2004 Global Researcher Conference Proceeding
April 09 - 11, 2004
| Conference: | 2004 Global Researcher Conference |
|---|---|
| Title: | Rediscovery of Swedish Kindred with X-linked 'Vasopressin-Responsive' Diabetes Insipidus: Validation and Explanation of the Unusual Clinical Phenotype |
| Authors: | Robertson, Gary; Kopp, M.D., Peter; Rittig, Soren; Johannsson, J. |
| Institutions: | Northwestern University Medical School, Northwestern University, Skejby University Hospital, Sahlgrenska University Hospital |
In 1945, Dr. Hans Forssman reported three kindreds with diabetes insipidus (DI) inherited in an X-linked recessive mode (xrDI). One kindred had no antidiuretic response to 1 IU of injected Pituitrin (vasopressin, VP) indicating that their DI was caused by resistance to VP (nephrogenic xrDI). However, the other two kindreds with xrDI responded to the test dose of Pituitrin, suggesting that their DI was caused by a VP deficiency (pituitary xrDI). He also surmised that the larger kindred, which comprised 5 families (A-G) and nearly 5,000 members going back to a foremother born in 1712, was related to the smaller kindred of 1 family (H) since they came from adjacent villages.

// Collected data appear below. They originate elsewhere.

PR #486, opened 2022-05-13
Full reconcile

robertgraeff:

/area robustness
/kind bug
/priority 3

If an installation has phase `Failed`, a manual action is necessary to trigger a new reconciliation that might solve the problem.

A force-reconcile annotation might be too brutal, because it skips some checks, so that the order of sub-installations / deploy items might not be guaranteed. 

The normal reconcile annotation on the other hand, is currently too weak. The reconciliation return quite early, because `Failed` is considered as a "completed" phase. The present pull request changes how the controllers handle objects with a reconcile annotation.  

Fixes #

**Release note**:

```other operator
NONE
```


achimweigel (approved):
/lgtm

PR #116, opened 2021-02-11
Targetselector should look for values, not Values

MrBatschner:
**How to categorize this PR?**

/area quality
/kind cleanup
/priority normal

**What this PR does / why we need it**:

The Targetselector currently matches annotations through `key`, `operator` and `Values` (not the capital _V_ in `Values`). This should be a lowercase `values` (with a lowercase _v_).

**Which issue(s) this PR fixes**:

**Special notes for your reviewer**:

PR #508, opened 2022-07-06
Landscaper deployment on kubernetes 1.24

robertgraeff:

/area quality
/kind bug
/priority 3

This pull request fixes the issue "Landscaper deployment does not install deployers #116"

In kubernetes version 1.24, no secret with a service account token is automatically generated for a service account. This has an impact on the generation of target objects that are used for the installation of deployers, because each of the targets contains a kubeconfig with a token originating from a service account. Affected service accounts: `container-default`, `helm-default`, `manifest-default`, `deployer-default`. The landscaper agent has corresponding service accounts per environment.  

This PR creates the secrets for the service accounts and waits until they are filled with a token. (The old behaviour was to wait for the secrets.)

Fixes #

**Release note**:

```other operator

```


achimweigel (approved):
/lgtm

PR #509, opened 2022-07-06
Check for duplicate exports

### LINKED ISSUE #507: duplicate export names are not prevented

/area robustness
/kind bug
/priority 1

**What happened**:
It is possible to create multiple installations which export the same dataobject. I just copied an existing installation which does nothing except for importing and exporting values and renamed all exports except for one data export.
The second installation succeeded and both installations were listed as owners in the conflicting `DataObject`. This might have been a special case, since both exported the same value, but it still should be prevented.

The second installation should not run at all and it should definitely not become `Succeeded`.

I used the manifests in `test/integration/installations/testdata/test1` for my test.

The whole Landscaper concept relies on the fact that export names are unique and it is clear which export comes from which installation. If this requirement is broken, the dependency management, and subsequently also the landscaper, will not work at all.

**Environment**:

- Landscaper version: `v0.26.0`

Diaphteiros:

/area robustness
/kind technical-debt
/priority 1

This PR adds the much required checks that a newly created/updated installation does not declare any export, which is already declared by another installation. This is essential for the Landscaper concept.

Fixes #507 

**Release note**:

```bugfix user
Landscaper now verifies that a created/updated installation does not declare exports which are already exported by another installation in the same context. This is checked in the validation webhook as well as during the reconciliation (in case the webhook is disabled). Installations which break this constraint will be denied by the webhook and set to `Failed` during the reconciliation.
```


Diaphteiros:
The reason for the failed test is solved with #511

pkg/landscaper/controllers/installations/controller.go
```diff
@@ -480,3 +498,26 @@ func (c *Controller) setInstallationPhaseAndUpdate(ctx context.Context, inst *ls
 
 	return lsError
 }
+
+func (c *Controller) checkForDuplicateExports(ctx context.Context, inst *lsv1alpha1.Installation) error {
```
achimweigel, line 502: With the new reconcile logic this works well for subinstallations but with respect to root installations I see problems with race conditions, e.g. if root inst RI-A is just creating its export data including export data EX and during that its spec is modified such that the new spec does not export EX anymore. This does not stop the export data generation of RI-A. If now another root inst RI-B is created also exporting EX and it checks the exports of RI-A is only sees the new spec without EX but EX is currently created resulting in potential problems. Or do I miss here something? 

Perhaps another strategy is to fail working on an installation if it tries to create some export data and this already exists and was created by another installation. Then we do not need a global check and would have no race conditions.

achimweigel (changes requested):

pkg/landscaper/controllers/installations/controller.go
Diaphteiros: You are right, this could happen, although it is somewhat unlikely.
I will add an additional check to the export creation. While only that check would be enough, I don't like the idea of detecting this problem during export creation, so I will keep the other checks in.

pkg/landscaper/controllers/installations/controller.go
```diff
@@ -141,6 +142,14 @@ func (c *Controller) reconcileNew(ctx context.Context, req reconcile.Request) (r
 
 	}
 
+	if inst.Status.ObservedGeneration != inst.Generation {
+		// spec has changed, make sure the exports don't conflict
+		err := c.checkForDuplicateExports(ctx, inst)
+		if err != nil {
+			return reconcile.Result{}, err
+		}
+	}
```
achimweigel, line 151: Is there a reason why you not have removed the coding here?

pkg/landscaper/controllers/installations/controller.go
achimweigel: ok

pkg/landscaper/controllers/installations/reconcile.go
```diff
@@ -158,6 +158,11 @@ func (c *Controller) handleReconcilePhase(ctx context.Context, inst *lsv1alpha1.
 func (c *Controller) handlePhaseInit(ctx context.Context, inst *lsv1alpha1.Installation) (lserrors.LsError, lserrors.LsError) {
 	currentOperation := "handlePhaseInit"
 
+	err := c.checkForDuplicateExports(ctx, inst)
+	if err != nil {
+		return nil, lserrors.BuildLsError(err, currentOperation, "CheckForDuplicateExports", err.Error(), lsv1alpha1.ErrorConfigurationProblem)
```
achimweigel, line 163:
```suggestion
		return lserrors.BuildLsError(err, currentOperation, "CheckForDuplicateExports", err.Error(), lsv1alpha1.ErrorConfigurationProblem), nil
```

achimweigel: I would return this as a fatal error instead because manual intervention is required in that case.

achimweigel (changes requested):

achimweigel (approved):
/lgtm

PR #534, opened 2022-08-02
added timed wait for objects, created by the integration test, being deleted

reshnm:

/area testing
/kind enhancement
/priority 3

Currently for some deployments created by the integration test, we don't wait for the actual deleteion but only for the deletion timestamp being set.
This could lead to race conditions in the integration tests.
This PR adds a timed wait for these objects being actually being deleted.

Fixes #

**Release note**:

An alternative explanation for VP responsive xrDI was suggested in 1981 by discovery of partial nephrogenic xrDI. This phenotype, which is due to a shift to the right in the relation of urine osmolarity to plasma VP, also responds well to large doses of VP or its analogue dDAVP and occurs with several mutations of the gene encoding the VP receptor, AVPR2 (D85N, G201D, P322S, S329R). However, the issue was re-opened in 1996 by the discovery of an American kindred with documented xr Pituitary DI that responded well to treatment with normal doses of dDAVP and linked to markers in Xq28 but had normal AVPR2 and VP-precursor genes.

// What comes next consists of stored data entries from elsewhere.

PR #536, opened 2022-08-03
Adjust deploy item refs in execution status

robertgraeff:

/area robustness
/kind bug
/priority 3

During the cleanup of orphaned deploy items it is more robust to proceed in the following order (currently it is the reversed order):
1. cleanup deploy item references in the execution status  
2. delete the deploy item  

Moreover, the `seed` an `failFast` Ginkgo options are set to achieve that the integration tests
- always run in the same order,  
- and stop after the first test that fails.  

Fixes #

**Release note**:

```other operator
NONE
```


achimweigel (approved):
/lgtm

PR #539, opened 2022-08-04
automatically generate documentation index

Diaphteiros:

/area documentation
/kind enhancement
/priority 5

This PR adds a small script which can automatically generate the documentation index (README.md in docs folder).

**How to use:**
Use `make generate-docs` to run the script. It is also included in `make generate`.

**How it works:**
The script first searches every folder in the `docs` folder for whether it contains a `.docnames` file. This is a meta file in JSON format, which contains the name with which this folder should be displayed in the index. Folders which don't have this file will be ignored. For all that have it, it then goes over all `*.md` files in them and generates links for the index.

The name for the link will be determined as follows:
Usually, the doc files have a fitting name set as header in the first line, which will be used. Alternatively, the name can be set manually by specifying it under `overwrites.<filename>` in the folder's meta file (see api reference for an example). If the first line of the file is empty and no overwrite is specified, the file will be ignored. To manually ignore a file, define an overwrite pointing to an empty string.

**Release note**:

```doc developer
The documentation index (README.md in the docs folder) can now be generated automatically by calling `make generate-docs`. It will also be generated on `make generate`.
```


achimweigel:
Would it perhaps make sense, to add the description in this PR how the index creation works to the developers documentation?

Diaphteiros:
> Would it perhaps make sense, to add the description in this PR how the index creation works to the developers documentation?

Valid point, will add it.

reshnm (approved):
Only minor nit, otherwise LGTM.

PR #541, opened 2022-08-05
Fix nilpointer in execution controller

robertgraeff:

/area robustness
/kind bug
/priority 3

This PR fixes a nilpointer in the execution controller. 
The error can occur after a force-delete operation and can cause a restart of the landscaper pod.

Fixes #

**Release note**:

```other operator
NONE
```

### DIFF
--- a/pkg/landscaper/execution/classification.go
+++ b/pkg/landscaper/execution/classification.go
@@ -62,7 +62,12 @@ func newDeployItemClassification(executionJobID string, items []*executionItem) 
 	for i := range items {
 		item := items[i]
 
-		if item.DeployItem != nil && item.DeployItem.Status.JobID == executionJobID {
+		if item.DeployItem == nil {
+			// The items that we are classifying here were all created in the previous phase and should exist.
+			// But a user could have deleted items with "kubectl delete" or "landscaper-cli installations force-delete".
+			// We treat missing items as failed.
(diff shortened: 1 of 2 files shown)


pkg/landscaper/execution/classification.go
```diff
@@ -62,7 +62,11 @@ func newDeployItemClassification(executionJobID string, items []*executionItem)
 	for i := range items {
 		item := items[i]
 
-		if item.DeployItem != nil && item.DeployItem.Status.JobID == executionJobID {
+		if item.DeployItem == nil {
+			// The items that we are classifying here were all created in the previous phase and should exist.
+			// But for example a force-delete could have deleted them. We treat them as failed.
```
achimweigel, line 67: As far as I remember, we do not support force-delete with the new reconcile logic anymore

achimweigel: A problem with this approach is that the failed item are not part of the error message stored in the execution object. If the deploy item does not exist, it will be probably confusing for the user not to see any failed deploy item.

achimweigel (changes requested):

pkg/landscaper/execution/classification.go
robertgraeff: I have adjusted the texts as discussed.

achimweigel (approved):
/lgtm

PR #310, opened 2026-06-09
Fix STING Export Centre PDF pipeline (failure, watermark, combine UX, naming)

beckykyomugisha:
## Summary

End-to-end review and fix of the **STING Export Centre** PDF pipeline. Four defects were found from a real export session where all sheets reported as failed despite PDFs being written, and the configured watermark never appeared.

### 1. Every PDF reported "PDF export returned false" (critical)
`ExportSinglePdf` set `PDFExportOptions.Combine = false`. In Revit 2022+ the `FileName` property is **ignored** when `Combine = false` — Revit names files with its own rule (`Sheet-<name>.pdf`). The success check `File.Exists(<custom stem>.pdf)` therefore always failed, so valid exports were reported as failures *and* came out with the wrong filenames (`Sheet-SITE PLAN….pdf` instead of `…-A002-S2-P01.pdf`).
**Fix:** export each sheet with `Combine = true` (a single-view combine is just a 1-page PDF), so the requested ISO 19650 filename is produced exactly.

### 2. Diagonal watermark / bookmarks never appeared in OnePerSheet mode
Watermark and bookmark injection only ran in the combined-PDF path. In per-sheet mode it was never invoked, so a configured `DRAFT` watermark was silently dropped.
**Fix:** per-sheet PDFs now get the same watermark/bookmark post-processing as combined sets.

### 3. "Combine all sheets into one PDF" was undiscoverable
The Output-mode dropdown listed raw enum names (`OnePerSheet`, `OnePerSet`, …). `OnePerSet` is the combine-everything option but the label said nothing.
**Fix:** descriptive labels — `OnePerSet` now reads **"Single combined PDF (all selected sheets)"**.

### 4. Combined-PDF filenames embedded the first sheet's identity + `_All`
Combined files were named `…-A002-S2-P01_All.pdf`, borrowing an arbitrary sheet's number/level.
**Fix:** combined PDFs now carry set-level ISO identity via a `ResolveNaming` token-override overload — sheet-number slot becomes a set label (`ALL` / group name), level becomes `XX`, discipline/role reflect the group. A single combined set reads `…-ZZ-XX-DR-Z-ALL-S2-P01.pdf`.

## Files changed
- `StingTools/Docs/ExportCenterEngine.cs` — single-PDF `Combine` fix, per-sheet post-processing, `ResolveNaming` override overload, set-level combined naming.
- `StingTools/UI/StingExportCenterDialog.cs` — descriptive combine-mode labels.

## Testing / caveat
Per repo convention, this was written against documented Revit 2025+ API signatures but **not** compiled (`dotnet build`) — no .NET/Revit toolchain in the Linux sandbox. Verify in Revit before merge:
1. OnePerSheet export with watermark on → correct filenames + diagonal `DRAFT` on every page.
2. "Single combined PDF (all selected sheets)" → one merged PDF named with set-level identity.
3. Per-discipline / custom-group combined exports → clean distinct filenames.

The `Combine = true` per-sheet pattern is the standard Revit 2022+ workaround for custom PDF filenames.

https://claude.ai/code/session_01YVjBERxRYLDAJpweR9zk5a

---
_Generated by [Claude Code](https://claude.ai/code/session_01YVjBERxRYLDAJpweR9zk5a)_

### DIFF
--- a/StingTools/Core/StingToolsApp.cs
+++ b/StingTools/Core/StingToolsApp.cs
@@ -2198,6 +2198,7 @@ namespace StingTools.Core
                 ("Tag3D",                "3D Tag",        "T3", DrawingColor.Crimson,      typeof(HubTag3DCommand).FullName),
                 ("CreateTagFamilies",    "Tag Families",  "TF", DrawingColor.DarkCyan,     typeof(HubCreateTagFamiliesCommand).FullName),
                 ("AutoTag",              "Auto Tag",      "AT", DrawingColor.DarkGreen,    typeof(HubAutoTagCommand).FullName),
+                ("ExportCenter",         "Export Center", "EX", DrawingColor.RoyalBlue,    typeof(HubExportCenterCommand).FullName),
             };
 
             var buttons = new List<PushButtonData>(12);
@@ -2611,6 +2612,14 @@ namespace StingTools.Core
     {
         public Result Execute(ExternalCommandData data, ref string message, ElementSet elements)
             => HubDispatcher.Run(data, "AutoTag", ref message);
+    }
+
+    [Transaction(TransactionMode.ReadOnly)]
+    [Regeneration(RegenerationOption.Manual)]
+    public class HubExportCenterCommand : IExternalCommand
+    {
+        public Result Execute(ExternalCommandData data, ref string message, ElementSet elements)
+            => HubDispatcher.Run(data, "ExportCenter", ref message);
     }
 
     [Transaction(TransactionMode.ReadOnly)]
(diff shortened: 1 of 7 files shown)


StingD85:
Superseded by #318.

Same situation as #313→#316: main already has an Export Center **more advanced** than this branch (DwgMerger/NwcExporter/OdaConverter/XmlWriter + ISO 19650 naming + R2025 fixes), and both evolved the shared `ExportCenter*` files from the #305 base. The PDF-pipeline items in this PR's title — **watermark on all PDFs, combine UX, ISO naming/no-_All** — main already does (`InjectWatermark` stamps every page; `OutputSettings.NamingTemplate` defaults to the full ISO 19650-2 template).

#318 salvages only the genuinely-missing parts, re-implemented against main's current engine:
- **ScheduledExportRunner** (main had the `ScheduledExport` model but no execution layer)
- **"Changed Since Last Export" delta automation** (absent on main)

Build clean (0 errors), purely additive. Closing in favour of #318 — the branch can be deleted on merge.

To resolve this uncertainty about the cause of the VP responsive xrDI in Forssman’s patients, we undertook a search for their descendants. Though impeded by precautions to conceal their identity, we eventually obtained his personal thesis book in which he had handwritten the names of the original patients. With this information, extensive genealogical research in various Swedish registries and assistance from the patients themselves, we succeeded in identifying 10 affected males and 20 female carriers from all surviving families of both kindreds. Testing of affected males from families B, E, G and H show that all of them have the same novel mutation of the AVPR2 gene (310C>T, R104C) in association with moderate to severe DI, normal to elevated plasma VP and a subnormal rise in urine osmolarity in response to VP infusion. We conclude that the patients from both of Forssman’s kindreds had partial nephrogenic DI due to the same mutation of the AVPR2 gene and, as he surmised, probably are related.

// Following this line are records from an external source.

PR #313, opened 2026-06-16
Fix tag-family CSV match rate, path resolution, and _BOOL parameter type conflict

beckykyomugisha:
## Summary

Three bugs fixed in the Create Tag Families / Load Shared Params pipeline:

- **Fix TagConfigCsvReader banner-drop bug** (`38cf679`) — the `⚠ WARNING PARAMETERS` sentinel handler reset `currentFamily`/`currentPlan` to null _without_ first committing the parsed tier rows. Because virtually every family block in the ARCH/GEN/MEP/STR CSVs ends with this banner, essentially all T4–T10 plans were silently discarded. The per-category CSV match rate went from ~8% to ~100% after the fix.

- **Fix CSV path resolution** (`fa9d955`) — `TagConfigPlanResolver.ResolveCsvPath()` now tries 7 additional fallback locations (relative to the assembly directory) so the tag-config CSVs can be found whether the plugin runs from `CompiledPlugin/`, a Revit add-ins folder, or directly from the source tree.

- **Fix 174 `_BOOL` shared parameters typed as TEXT instead of YESNO** (`b3a0e40`) — `MR_PARAMETERS.txt` and `MR_PARAMETERS.csv` declared every parameter whose name ends in `_BOOL` (visibility, style, cost-data, box/leader params) with `DATATYPE = TEXT`. When `AddSharedParameters()` in `TagFamilyCreatorCommand` detected a StorageType mismatch (project already had e.g. `CST_LOCAL_MAT_BOOL` registered as Yes/No from a prior load), it tried to remove and re-add it as Text — Revit rejected this with an "Error - cannot be ignored" modal. All 174 entries corrected to `YESNO` in both files.

## Test plan

- [ ] Open Revit with the updated plugin
- [ ] Run **Create Tag Families**: verify the "CSV plan match" rate in the dialog is ≥ 90% (was ~8%)
- [ ] Confirm no "cannot be added… conflicts with existing… type" error dialog appears during tag family creation
- [ ] Run **Load Shared Params**: confirm `CST_LOCAL_MAT_BOOL` and other `_BOOL` params bind as Yes/No without errors
- [ ] Spot-check that T1–T3 labels on existing families are unaffected (T1–T3 are outside the tier-variation plan and are never touched by `TagConfigCsvReader`)

https://claude.ai/code/session_01S8L4KoxvKHoJ4osBMcinvk


beckykyomugisha:
## ⚠️ Review before merge — semantic conflict with main's Phase 187i (do not blind-merge)

`git merge-tree` reports **zero textual conflicts**, but that is misleading here. This branch and `main` independently worked the **same** tag-`_BOOL` datatype problem and reached **opposite** conclusions:

- **This PR** (`b3a0e40`) flips **174 `_BOOL` params → YESNO**.
- **main / Phase 187i** (+ ~7 sibling commits) retyped the overlapping label-formula `_BOOL` params **→ TEXT** (`TAG_PARA_STATE` etc.), because Revit tag-label formulas can't concatenate Yes/No params. main still ships a runtime guard (`"label params have non-TEXT types"`).

A clean file-by-file merge can therefore produce a **globally inconsistent** parameter set — reintroducing the very `StorageType` conflict both branches were fixing. (This branch also churned both directions across its 21 commits, so its own net state needs untangling first.)

### Recommended path (build-capable agent, not a UI merge)
1. **Rebase/compare onto the *current* main** — base here is the pre-KUT tip, ~3,901 commits stale.
2. **Split** the standalone bug-fixes — CSV banner-drop parser (`38cf679`), `ResolveCsvPath` fallbacks (`fa9d955`), `GetExpectedStorageType` Revit-2025 fix (`16aa22c`), SaveAs path sanitisation (`1a4c2e4`) — from the `_BOOL` datatype churn. The standalone fixes are likely safe to take.
3. **Reconcile datatypes once** against Phase 187i (keep main as the datatype baseline; apply only genuinely-missing deltas; rule of thumb: label-formula `_BOOL` → TEXT, non-label logic `_BOOL` → YESNO). Much of the datatype work here may already be **superseded**.
4. **Build clean + run the registry↔CSV drift validators** (`DataPipelineEnhancementCommands`) and, in Revit, **Create Tag Families** (match rate ≥ 90%, no type-conflict modal) + **Load Shared Params**.

Leaving as **draft** pending this reconciliation.

---
_Generated by [Claude Code](https://claude.ai/code)_

StingD85:
Superseded by #316, which reconciles this work onto **current** main.

This branch's base was stale and its net `_BOOL` retyping is YESNO-ward — the **opposite** of main's Phase 187i resolution (label-formula `_BOOL` → TEXT). Merging it directly would re-break tag-family creation despite `merge-tree` reporting clean.

#316 instead:
- **takes** the 3 standalone datatype-neutral fixes main lacked (`38cf679` CSV banner parser, `fa9d955` match-rate 8%→100%, `1a4c2e4` SaveAs path sanitise);
- **carries over the one genuine datatype delta** main missed — `CLN_HOIST_TRACK_BOOL` YESNO→TEXT (a label-formula param), aligned across all sources;
- **drops** `16aa22c` (moot — main has none of the GetExpectedStorageType machinery and builds clean on Revit 2025) and the 145-param YESNO churn (superseded by Phase 187i).

Verified: build 0/0, validate-data CI 0 drift, `_BOOL` TEXT=174/YESNO=109. Closing in favour of #316.

StingD85:
Recording why this was closed, and why the branch is being kept rather than merged — plus something the check turned up that is still open.

## The problem this PR found was real

`MR_PARAMETERS.txt` declared every `_BOOL` parameter as `TEXT`, and `AddSharedParameters()` hit an unignorable Revit modal when a project already had one registered as Yes/No. That was a genuine defect, and the first two fixes here (the `⚠ WARNING PARAMETERS` banner dropping every parsed tier row, and the CSV path fallbacks) landed on their own merits.

## Why the branch's later direction was not taken

The branch's last commits go the other way — `TAG_7_SECTION_VISIBLE_A..F_BOOL` from `YESNO` to `TEXT`, then *"make ALL label-referenced `_BOOL` params TEXT at source"*. Phase 188 chose the opposite: keep the native type and add a **`_TXT` display mirror** beside it.

Making a flag `TEXT` at source fixes the label and breaks three other things:

- **Scheduling and sorting.** A `TEXT` "Yes"/"No" sorts as text and cannot be filtered as a boolean in a Revit schedule.
- **Revit's own formatting.** A native `YESNO` renders per the user's locale; a text literal does not.
- **Round-tripping.** Anything writing the parameter must now agree on the exact spelling of "Yes"/"No" forever.

The mirror keeps `YESNO` for the model and gives the label a `TEXT` companion to read. Both consumers get the type they need, and neither constrains the other. That is what PR #795 shipped for fourteen flags (`ASS_TIEIN_CONNECTED_BOOL`, `CST_LOCAL_MAT_BOOL`, `RGL_KCCA_APPROVAL_REQ_BOOL` and eleven more), and why merging this branch now would *revert* Phase 188 for the parameters it touches.

The branch is deliberately not deleted — it is the record of the alternative.

## What checking this turned up: 16 flags are still exposed

`LabelParamTypeValidator` collects label parameters by reading the `"parameter"` / `"param"` **keys** in each category's `tier_2` / `tier_3` / `warnings` arrays. It never sees a parameter named **inside a `"formula"` string**.

`LABEL_DEFINITIONS.json` contains formulas of the form:

```json
"formula": "if(TAG_7_SECTION_VISIBLE_A_BOOL, ASS_TAG_7A_TXT, \"\")"
```

**Sixteen `_BOOL` parameters appear only that way — never as a `parameter` key.** All sixteen are still `YESNO`, none has a `_TXT` mirror, and the validator cannot flag any of them:

`TAG_7_SECTION_VISIBLE_A..F_BOOL` (6) and `TAG_PARA_STATE_2..10_BOOL` (10).

By the rule the validator itself states — *"Revit label formulas cannot use YESNO parameters as the condition of `if(...)`"* — these are exactly the broken case. This PR's *"12 more"* commit was reaching for the same set; it had the diagnosis right and the remedy wrong.

The fix is a mirror for each, as #795 did for the other fourteen, plus teaching the validator to parse parameter names out of `formula` strings so the gap cannot reopen. Logging separately.

StingD85:
**Correction to my previous comment — the "16 exposed flags" finding is wrong. There is no defect. Please disregard that section.**

I claimed `TAG_7_SECTION_VISIBLE_A..F_BOOL` and `TAG_PARA_STATE_2..10_BOOL` were unmirrored, still `YESNO`, and invisible to validation. The first two facts are true; the conclusion drawn from them is not.

## What I missed

Those sixteen are **gates**, not label values, and they have their own validator: `LabelParamTypeValidator.ValidateGateConditionForms`, called from the Create Tag Families pre-flight. It scans `calculated_value_templates`, the per-category `warnings` formulas, and the CSV `Formula` column, and applies the rule I had backwards:

| gate storage | form in the formula | verdict |
|---|---|---|
| `YESNO` | bare — `if(GATE, …)` | **correct** |
| `YESNO` | `GATE = "Yes"` | flagged |
| `TEXT` | bare | flagged — expected `GATE = "Yes"` |
| `TEXT` | `GATE = "Yes"` | correct |

`IsTagGateName` names `TAG_PARA_STATE_*_BOOL` and `TAG_7_SECTION_VISIBLE_*_BOOL` explicitly, and `GateRefRegex` matches them. So these sixteen are in scope of a validator built for exactly this question, and `if(TAG_7_SECTION_VISIBLE_A_BOOL, ASS_TAG_7A_TXT, "")` against a `YESNO` gate is **the expected form, not a broken one**.

`LabelParamTypeValidator.ValidateSourceFile` ignores them correctly: it governs parameters a label *displays*, which must be `TEXT`. A gate is a condition, not a displayed value, and stays `YESNO`. Two rules, two validators, two disjoint sets — not one rule with a blind spot.

## So the design is more complete than I described

PR #795 mirrored fourteen flags because labels were **displaying** them (`"param": "CST_LOCAL_MAT_TXT"`). It stopped at fourteen because fourteen was the correct answer, not because the gate could only see fourteen.

The rest of the previous comment stands: the mirror approach preserves the native type for scheduling, locale-aware rendering and round-tripping while giving labels the `TEXT` they need, and this branch's "TEXT at source" direction would revert that. This PR's *"12 more"* commit was reaching for the sixteen gates — which needed no change at all.

## How the error happened

I derived a blind spot from a grep rather than from reading the consumer. `ValidateSourceFile` genuinely does not parse names out of `formula` strings — I checked that correctly — and I concluded nothing did, without searching for another consumer. `ValidateGateConditionForms` is forty lines below it in the same file.

No code or data was changed on the strength of the wrong claim; the branch I had opened to make the fix is discarded.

A kindred is a group of people related by blood or marriage. Medical researchers often study generations of the same kindred to discover the means by which diseases are inherited. In 1945, Dr. Hans Forssman reported three kindreds with X-linked recessive Diabetes Insipidus (DI). X-linked recessive means the disease is due to mutation of a gene on the X chromosome and affects only the males who inherit it. It does not affect female carriers because, unlike males, they have two X chromosomes and only one of them carries the normal gene which is enough to prevent the DI. Forssman concluded that one of his kindreds had NDI which is caused by a resistance to the antidiuretic hormone, arginine vasopressin (AVP) and is usually inherited in an X-linked mode. However, the DI in the other two kindreds responded to high doses of AVP and was thought to be caused by a deficiency in AVP. This is called pituitary DI and is rarely inherited in an X-linked recessive way.
In 1981, research suggested that the kindred with pituitary NDI might have actually had partial NDI instead. Robertson, et al., researched the descendents of Forssman’s patients, finding ten affected males and 20 female carriers from surviving families of both kindreds. They found that all of them had the same mutation in their arginine vasopressin receptor 2 (AVPR2) gene. In addition, the affected males all had moderate to severe DI, had normal to elevated amounts of AVP in their blood, and responded to very high but not normal amounts AVP. This evidence proved that the two kindreds that were originally thought to have pituitary DI had instead partial NDI.